Objective
To evaluate the performance of a deep learning (DL) model in an external dataset to assess radiographic knee osteoarthritis using Kellgren-Lawrence (KL) grades against versatile human readers.
Materials and methods
Two-hundred-eight knee anteroposterior conventional radiographs (CRs) were included in this retrospective study. Four readers (three radiologists, one orthopedic surgeon) assessed the KL grades and consensus grade was derived as the mean of these. The DL model was trained using all the CRs from Multicenter Osteoarthritis Study (MOST) and validated on Osteoarthritis Initiative (OAI) dataset and then tested on our external dataset. To assess the agreement between the graders, Cohen's quadratic kappa (k) with 95 % confidence intervals were used. Diagnostic performance was measured using confusion matrices and receiver operating characteristic (ROC) analyses.
Results
The multiclass (KL grades from 0 to 4) diagnostic performance of the DL model was multifaceted: sensitivities were between 0.372 and 1.000, specificities 0.691–0.974, PPVs 0.227–0.879, NPVs 0.622–1.000, and AUCs 0.786–0.983. The overall balanced accuracy was 0.693, AUC 0.886, and kappa 0.820. If only dichotomous KL grading (i.e. KL0-1 vs.
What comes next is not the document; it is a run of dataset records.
PR #164, opened 2017-01-24
Add mongodb sink

stephennancekivell:
Based off #115 #148  from @iozozturk, which it should merge well with.

No Java DSL as this is based off of the mongo-scala-driver. A java connecter should possibly be from the mongo-java-driver.

Pending Documentation

### DIFF
--- a/docs/src/main/paradox/cassandra.md
+++ b/docs/src/main/paradox/cassandra.md
@@ -1,6 +1,6 @@
 # Cassandra Connector
 
-The Cassandra connector provides a way to provide the result of a Cassandra query as a stream of rows.
+The Cassandra connector allows you to read and write to Cassandra. You can query a stream of rows from @scaladoc[CassandraSource](akka.stream.alpakka.cassandra.scaladsl.CassandraSource$) or use prepared statements to insert or update with @scaladoc[CassandraSink](akka.stream.alpakka.cassandra.scaladsl.CassandraSink$).
 
 ## Artifacts
 
--- a/docs/src/main/paradox/mongodb.md
+++ b/docs/src/main/paradox/mongodb.md
@@ -2,6 +2,8 @@
 
 The MongoDB connector allows you to read and save documents. You can query as a stream of documents from @scaladoc[MongoSource](akka.stream.alpakka.mongodb.scaladsl.MongoSource$) or update documents in a collection with @scaladoc[MongoSink](akka.stream.alpakka.mongodb.scaladsl.MongoSink$).
 
+This connector is based off the [mongo-scala-driver](https://github.com/mongodb/mongo-scala-driver) and does not have a java interface.
+
 ## Artifacts
 
 @@dependency [sbt,Maven,Gradle] {
@@ -57,7 +59,7 @@ Scala
 
 #### Update
 
-We can update documents with a Source of @scaladoc[DocumentUpdate](akka.stream.alpakka.mongodb.scaladsl.MongoSink$#DocumentUpdate) which is a filter and a update definition.
+We can update documents with a Source of @scaladoc[DocumentUpdate](akka.stream.alpakka.mongodb.scaladsl.DocumentUpdate) which is a filter and a update definition.
 Use either @scaladoc[updateOne](akka.stream.alpakka.mongodb.scaladsl.MongoSink$#updateOne) or @scaladoc[updateMany](akka.stream.alpakka.mongodb.scaladsl.MongoSink$#updateMany) if the filter should target one or many documents.
 
 Scala
--- a/docs/src/main/paradox/mongodb.md
+++ b/docs/src/main/paradox/mongodb.md
@@ -1,6 +1,6 @@
 # MongoDB Connector
 
-The MongoDB connector provides a way to provide the result of a MongoDB query as a stream of documents.
+The MongoDB connector allows you to read and save documents. You can query as a stream of documents from @scaladoc[MongoSource](akka.stream.alpakka.mongodb.scaladsl.MongoSource$) or save documents to a collection with @scaladoc[MongoSink](akka.stream.alpakka.mongodb.scaladsl.MongoSink$).
 
 ## Artifacts
 
@@ -36,7 +36,14 @@ And finally we can run it.
 Scala
 : @@snip ($alpakka$/mongodb/src/test/scala/akka/stream/alpakka/mongodb/MongoSourceSpec.scala) { #run-source }
 
-Here we used a basic sink to complete the stream by collecting all of the stream elements to a collection. The power of streams comes from building larger data pipelines which leverage backpressure to ensure efficient flow control. Feel free to edit the example code and build @extref[more advanced stream topologies](akka-docs:scala/stream/stream-introduction).
+Here we used a basic sink to complete the stream by collecting all of the stream elements to a collection.
+
+### Sink Usage
+
+We can take a Source of documents and save them to a mongo collection using MongoSink.
+
+Scala
+: @@snip (../../../../mongodb/src/test/scala/akka/stream/alpakka/mongodb/MongoSinkSpec.scala) { #create-sink }
 
 ### Running the example code
 
--- a/docs/src/main/paradox/mongodb.md
+++ b/docs/src/main/paradox/mongodb.md
@@ -26,7 +26,9 @@ Scala
 
 This is all preparation that we are going to need.
 
-### Source Usage
+### Source and Flow Usage
+
+Each of these sink factory methods have a corresponding factory in @scaladoc[insertOne](akka.stream.alpakka.mongodb.scaladsl.MongoFlow) which will emit the written document or result of the operation downstream.
 
 Let's create a source from a MongoDB collection observable, which can optionally take a filter.
 
--- a/docs/src/main/paradox/mongodb.md
+++ b/docs/src/main/paradox/mongodb.md
@@ -1,6 +1,6 @@
 # MongoDB Connector
 
-The MongoDB connector allows you to read and save documents. You can query as a stream of documents from @scaladoc[MongoSource](akka.stream.alpakka.mongodb.scaladsl.MongoSource$) or save documents to a collection with @scaladoc[MongoSink](akka.stream.alpakka.mongodb.scaladsl.MongoSink$).
+The MongoDB connector allows you to read and save documents. You can query as a stream of documents from @scaladoc[MongoSource](akka.stream.alpakka.mongodb.scaladsl.MongoSource$) or update documents in a collection with @scaladoc[MongoSink](akka.stream.alpakka.mongodb.scaladsl.MongoSink$).
 
 ## Artifacts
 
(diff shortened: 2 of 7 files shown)


jrudolph:
Hi @stephennancekivell, thanks for the contribution and sorry for keeping this around for so long.

This will probably need to be rebased and adapted once #148 was merged so let's revisit this once #148 has been merged.

peterschrott:
Hi @stephennancekivell, I just cherrypicked your Mongo Sink. I must say: Very good work! 

There are three features I am missing:
* I can not provide the database name in the connection URL (I need to provide that, otherwise I get some authentication issues)
* I can not provide authentication for database
I am thinking about something like: `MongoClient(s"mongodb://$user:$pw@$dbAddress:$dbPort/$dbName" )`

* In version 2.0.0 of the Mongo Scala Driver they added a very nice feature, the Macros: http://mongodb.github.io/mongo-scala-driver/2.0/bson/macros/
Therefore, It is possible to not only write Documents to the Mongo, you also can write Case Classes after registering them. For that I adjusted the `MongoSink` and simply typed it:
```
def apply[T](parallelism: Int, collection: MongoCollection[T])
            (implicit ex: ExecutionContext): Sink[T, Future[Done]] = {
  Flow[T].mapAsyncUnordered(parallelism)(element => collection.insertOne(element).toFuture())
    .toMat(Sink.ignore)(Keep.right)
}
```
This works like charm!

stephennancekivell:
Thanks @peterschrott,

Regarding points 1&2, I think it'd be better for this alpakka library to not be responsible for creating the MongoClient or MongoDatabase and just take them in as method parameters. The mongo library already provides many ways to create each. This would address your issues. I think we talked about this in #148  at one point.

Regarding the Generic Case Class sink, I agree that would be nice to add but shouldnt replace saving raw Documents. Im surprised to see they didnt use shapeless for that, but thats up to them.

Anyway I wouldnt want to extend this to support their macro until something gets merged in.

stephennancekivell:
I've updated this to fit with whats currently merged in.

I wonder if we should support more of the mongo collection methods. Currently its only insertOne. But could have insertMany, updateOne, updateMany.

stephennancekivell:
I've completed adding the update and delete methods along with documentation.

I think this is ready to be reviewed or merged in. :)

raboof:
I'm not completely up to speed, but noticed that the mongo driver already has some `org.reactivestreams` support (e.g. https://github.com/mongodb/mongo-scala-driver/blob/master/examples/src/test/scala/rxStreams/Implicits.scala). Perhaps it'd be good to describe what this alpakka module offers on top of that?

stephennancekivell:
Hi @raboof, Thanks for assigning me the ticket. Can we merge it in now. I dont have seem to have permission to do that.

Regarding your earlier question that `examples/src/test/scala/rxStreams` is what the mongo source is based off, but that alone is not a akka streams integration. This connector takes it that little bit further. Also those examples are not a published library. This PR is for adding a sink which cannot be done with their rxStreams example.

Sorry for the late reply.
Thanks.

gosubpl:
I am a bit worried that the Mongo Sinks don't materialize the value of respective operations (see: http://mongodb.github.io/mongo-scala-driver/2.1/scaladoc/org/mongodb/scala/MongoCollection.html ). Would be great if one could get the update result, not only done, as it is especially important in cases of `upsert` operations.

stephennancekivell:
Do you have any suggestion as to how we could do that @gosubpl ?

Perhaps that feature could come in a later pr. I think there are a lot of use cases where it isn't s concern.

stephennancekivell:
Thanks for the review @johanandren. Good points. Ill do that in the next day or two.

gosubpl:
I think we can add the materialized values in a separate PR. I would be very happy to submit one :)

ennru:

docs/src/main/paradox/cassandra.md
```diff
@@ -1,6 +1,6 @@
 # Cassandra Connector
 
-The Cassandra connector provides a way to provide the result of a Cassandra query as a stream of rows.
+The Cassandra connector allows you to read and write to Cassandra. You can query a stream of rows from @scaladoc[CassandraSource](akka.stream.alpakka.cassandra.scaladsl.CassandraSource$) or use prepared statements to insert or update with @scaladoc[CassandraSink](akka.stream.alpakka.cassandra.scaladsl.CassandraSink$).
```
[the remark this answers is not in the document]
stephennancekivell: I dont see any of the other connectors doing that. It renders as a inline link. Im not sure about how to style it. It would be weird to interrupt every sentence with java-link & scala-link.

Do you have any suggestion? I'd rather leave it.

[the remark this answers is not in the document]
raboof: It looks weird only in the markdown source, not in the produced page, right?

I would be cool to have a `@unidoc` directive that figures out how to link to both Scala and Java docs automatically. Preferably even checking that those classes indeed exist? Way outside the scope of this PR though :).

mongodb/src/main/scala/akka/stream/alpakka/mongodb/scaladsl/MongoSink.scala
```diff
@@ -0,0 +1,61 @@
...
+    run[Bson](parallelism)(collection.deleteOne)
+
+  def deleteMany(parallelism: Int, collection: MongoCollection[Document]): Sink[Bson, Future[Done]] =
+    run[Bson](parallelism)(collection.deleteMany)
+
+  private def run[A](parallelism: Int)(fn: A => SingleObservable[_]): Sink[A, Future[Done]] =
+    Flow[A]
+      .mapAsyncUnordered(parallelism)(fn(_).toFuture())
+      .toMat(Sink.ignore)(Keep.right)
+}
```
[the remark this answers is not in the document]
stephennancekivell: I've done this. Im not sure its that useful though.

Arent these results only useful if the elements are ordered, which they aren't because of mapAsyncUnordered ?

docs/src/main/paradox/mongodb.md
```diff
@@ -1,6 +1,6 @@
 # MongoDB Connector
 
-The MongoDB connector provides a way to provide the result of a MongoDB query as a stream of documents.
+The MongoDB connector allows you to read and save documents. You can query as a stream of documents from @scaladoc[MongoSource](akka.stream.alpakka.mongodb.scaladsl.MongoSource$) or update documents in a collection with @scaladoc[MongoSink](akka.stream.alpakka.mongodb.scaladsl.MongoSink$).
```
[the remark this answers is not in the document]
stephennancekivell: Done.

mongodb/src/main/scala/akka/stream/alpakka/mongodb/scaladsl/MongoSink.scala
```diff
@@ -0,0 +1,153 @@
...
+   */
+  def insertOne(parallelism: Int, collection: MongoCollection[Document]): Sink[Document, Future[Done]] =
+    insertOneFlow(parallelism, collection).toMat(Sink.ignore)(Keep.right)
+
+  /**
+   * A [[Flow]] that will insert documents into a collection.
+   * @param parallelism number of documents to insert in parallel.
+   * @param collection mongo db collection to insert to.
+   */
+  def insertOneFlow(parallelism: Int, collection: MongoCollection[Document]): Flow[Document, Completed, NotUsed] =
```
johanandren: Make a `MongoFlow` and put these in that without prefix!

mongodb/src/main/scala/akka/stream/alpakka/mongodb/scaladsl/MongoSink.scala
```diff
@@ -0,0 +1,153 @@
...
+   */
+  def insertMany(parallelism: Int, collection: MongoCollection[Document]): Sink[Seq[Document], Future[Done]] =
+    insertManyFlow(parallelism, collection).toMat(Sink.ignore)(Keep.right)
+
+  /**
+   * A [[Flow]] that will insert batches documents into a collection.
+   * @param parallelism number of batches of documents to insert in parallel.
+   * @param collection mongo db collection to insert to.
+   */
+  def insertManyFlow(parallelism: Int, collection: MongoCollection[Document]) =
```
johanandren: Make sure all public API methods have an explicit return type.

docs/src/main/paradox/mongodb.md
```diff
@@ -36,7 +38,38 @@ And finally we can run it.
 Scala
 : @@snip ($alpakka$/mongodb/src/test/scala/akka/stream/alpakka/mongodb/MongoSourceSpec.scala) { #run-source }
 
-Here we used a basic sink to complete the stream by collecting all of the stream elements to a collection. The power of streams comes from building larger data pipelines which leverage backpressure to ensure efficient flow control. Feel free to edit the example code and build @extref[more advanced stream topologies](akka-docs:scala/stream/stream-introduction).
+Here we used a basic sink to complete the stream by collecting all of the stream elements to a collection.
+
+### Sink Usage
```
johanandren: If you do not want to duplicate examples for flow vs sink I think We could call this "Flow and Sink Usage" and then add a paragraph directly below saying something like "Each of these sink factory methods have a corresponding factory in `MongoFlow` which will emit the written document or result of the operation downstream"

mongodb/src/main/scala/akka/stream/alpakka/mongodb/scaladsl/MongoSink.scala
stephennancekivell: 👍  thanks

mongodb/src/main/scala/akka/stream/alpakka/mongodb/scaladsl/MongoSink.scala
stephennancekivell: Great idea.

docs/src/main/paradox/mongodb.md
stephennancekivell: Sounds good.

stephennancekivell:
Thanks @johanandren, I've moved the flows as mentioned and made them return their inputs, so they can be used.

Its a bit annoying how now the Sink methods need to take a execution context. They could almost be a completely seperate implementation. What do you think?

mongodb/src/main/scala/akka/stream/alpakka/mongodb/scaladsl/MongoSink.scala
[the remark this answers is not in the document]
johanandren: If you cannot correlate them they would not be very useful, but doesn't the result coming "out" of the Mongo API, `DeleteResult` for example, contain information about what deletes/updates/inserts happened?

gosubpl:
LGTM, I have just realised that there are `Flow` s that allow one to obtain relevant operation results, and in that case it is natural that `Sink` s don't materialize anything.

mongodb/src/main/scala/akka/stream/alpakka/mongodb/scaladsl/MongoFlow.scala
```diff
@@ -0,0 +1,116 @@
...
+  /**
+   * A [[Flow]] that will insert documents into a collection.
+   * @param parallelism number of documents to insert in parallel.
+   * @param collection mongo db collection to insert to.
+   */
+  def insertOne(parallelism: Int, collection: MongoCollection[Document])(
+      implicit executionContext: ExecutionContext
+  ): Flow[Document, Document, NotUsed] =
+    Flow[Document]
+      .mapAsyncUnordered(parallelism)(doc => collection.insertOne(doc).toFuture().map(_ => doc))
```
patriknw: Isn't the unordered part pretty important to document?
Looks like they are inserted in order but the results (out Document) can be unordered.
Wonder if it wouldn't be performant enough to use ordinary `mapAsync` and avoid the confusion that might be caused by the unordered?

stephennancekivell: Fair point. Ill take it out. Maybe in a later PR someone can speed test it and add back unordered variants.

stephennancekivell:
Thanks guys. As discussed I've just changed the mapAsyncUnordered to mapAsync. If someone really wants it they can add it back in another PR.

docs/src/main/paradox/mongodb.md
johanandren: Still missing this one, I think it is done for merging except for this.

stephennancekivell: Ah sorry, thanks. All fixed up.

ennru:
A long way coming...
Thank you for this contribution.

KL2-4) was utilized, superior metrics were seen with an overall balanced accuracy of 0.902 and AUC of 0.967. A substantial agreement between each reader and DL model was found: the inter-rater agreement was 0.737 [0.685–0.790] for the radiology resident, 0.761 [0.707–0.816] for the musculoskeletal radiology fellow, 0.802 [0.761–0.843] for the senior musculoskeletal radiologist, and 0.818 [0.775–0.860] for the orthopedic surgeon.
Conclusion
In an external dataset, our DL model can grade knee osteoarthritis with diagnostic accuracy comparable to highly experienced human readers.